To do this, use regexprep so that any parts of this string that have a comma, space, then another comma, put a NaN in between. To do this, we need to put this statement as a string first. We then use eval to convert this string to an actual MATLAB statement:
x = '[ 1 , 48 , 81 , 2 , 10 , 25 , ,14 , 18 , 53 , 41, 56, 89,0, 1000, , 34, 47, 455, 21, , 22, 100 ];'
y = eval(regexprep(x, ', ,', ', NaN, '));
If we display this data, we get:
y =
Columns 1 through 6
1 48 81 2 10 25
Columns 7 through 12
NaN 14 18 53 41 56
Columns 13 through 18
89 0 1000 NaN 34 47
Columns 19 through 23
455 21 NaN 22 100
As such, to answer our first question, any values that are missing are denoted as NaN and those numbers that are bigger than double digits are outliers.
For the next question, we simply extract those values that are not missing, calculate the mean and median of what is not missing, and fill in those NaN values with the mean and median. For the bin boundaries, this is the same thing as using the values to the left (or right... depends on your definition, but let's use left) of the missing value and fill those in. As such:
yMissing = isnan(y); %// Which values are missing?

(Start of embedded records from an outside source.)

PR #1802, opened 2026-07-19
Encode scheme-shaped path colon in relative-path builders

bdraco:
## What do these changes do?

The relative-path builders (`URL.build(path=...)`, `joinpath()` and the `/`
operator, `with_name()`, and `with_suffix()`) could build a URL with no host
and no scheme whose serialized string parsed back as an absolute or
executable-scheme URL. For example `URL.build(path="http://127.0.0.1/x")`
reported `absolute` as `False`, `raw_host` as `None`, and an empty scheme,
yet `str(url)` produced `http://127.0.0.1/x`, which reparses with host
`127.0.0.1`. The parser and `human_repr()` already guard against this via
`_encode_relative_scheme_colon()`; this applies the same guard at the builder
construction sinks, so a scheme-shaped leading colon in a relative path is
percent-encoded and `str(url)` stays consistent with the object's properties.

The guard is placed in `from_parts_uncached` (and its `from_parts` cache
wrapper) plus `URL.build`, so it fires for any hostless, schemeless result of
`from_parts`, which also covers `with_path`, `relative`, `with_query`,
`parent`, and the other methods that funnel through the same sink, not just
the four builders named above. Absolute or scheme-bearing URLs and colon-free
relative paths short-circuit before the helper is called, so the encoding only
runs where a scheme could actually materialize; already-encoded paths carry no
literal colon and are left untouched, so there is no double-encoding.

Yes, narrowly; a relative, hostless URL built with a scheme-shaped leading
path segment now serializes with the colon percent-encoded (`http%3A//...`
rather than `http://...`), matching what the parser and `human_repr()`
already do. URLs with a scheme or authority are unaffected, since the guard
only fires when both are absent.

No; it reuses the existing `_encode_relative_scheme_colon()` helper and adds
two boolean checks that short-circuit for any absolute or scheme-bearing URL.

## Related issue number

No public issue; found while reviewing relative-URL serialization against the
existing parser guard from #1669.

## Checklist

### DIFF
--- a/CHANGES/1802.bugfix.rst
+++ b/CHANGES/1802.bugfix.rst
@@ -1,0 +1,6 @@
+Fixed :meth:`~yarl.URL.build`, :meth:`~yarl.URL.joinpath` (and the ``/``
+operator), :meth:`~yarl.URL.with_name`, and :meth:`~yarl.URL.with_suffix`
+building a URL with no host and no scheme whose serialized string could be
+parsed back as an absolute or executable-scheme URL; a scheme-shaped leading
+colon in a relative path is now percent-encoded, matching the parser and
+:meth:`~yarl.URL.human_repr` -- by :user:`bdraco`.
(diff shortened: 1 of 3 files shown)


bdraco:
Duplication is intended to avoid performance regression in a performance sensitive library.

y_noNaN = y(~yMissing); %// Extract the non-missing values
meanY = mean(y_noNaN); %// Get the mean
medianY = median(y_noNaN); %// Get the median
%// Output - Fill in missing values with median
yMedian = y;
yMedian(yMissing) = medianY;
%// Same for mean
yMean = y;
yMean(yMissing) = meanY;
%// Bin boundaries
yBinBound = y;
yBinBound(yMissing) = y(find(yMissing)-1);
The mean and median for the data of the non-missing values is:
meanY =
105.8500
medianY =
37.5000
The outputs for each of these, in addition to the original data with the missing values looks like:
format bank; %// Do this to show just the first two decimal places for compact output
format compact;
y =
Columns 1 through 5
1 48 81 2 10
Columns 6 through 10
25 NaN 14 18 53
Columns 11 through 15
41 56 89 0 1000
Columns 16 through 20
NaN 34 47 455 21
Columns 21 through 23
NaN 22 100
yMean =
Columns 1 through 5
1.00 48.00 81.00 2.00 10.00
Columns 6 through 10
25.00 105.85 14.00 18.00 53.00
Columns 11 through 15
41.00 56.00 89.00 0 1000.00
Columns 16 through 20
105.85 34.00 47.00 455.00 21.00
Columns 21 through 23
105.85 22.00 100.00
yMedian =
Columns 1 through 5
1.00 48.00 81.00 2.00 10.00
Columns 6 through 10
25.00 37.50 14.00 18.00 53.00
Columns 11 through 15
41.00 56.00 89.00 0 1000.00
Columns 16 through 20
37.50 34.00 47.00 455.00 21.00
Columns 21 through 23
37.50 22.00 100.00
yBinBound =
Columns 1 through 5
1.00 48.00 81.00 2.00 10.00
Columns 6 through 10
25.00 25.00 14.00 18.00 53.00
Columns 11 through 15
41.00 56.00 89.00 0 1000.00
Columns 16 through 20
1000.00 34.00 47.00 455.00 21.00
Columns 21 through 23
21.00 22.00 100.00
If you take a look at each of the output values, this fills in our data with the mean, median and also the bin boundaries as per the question.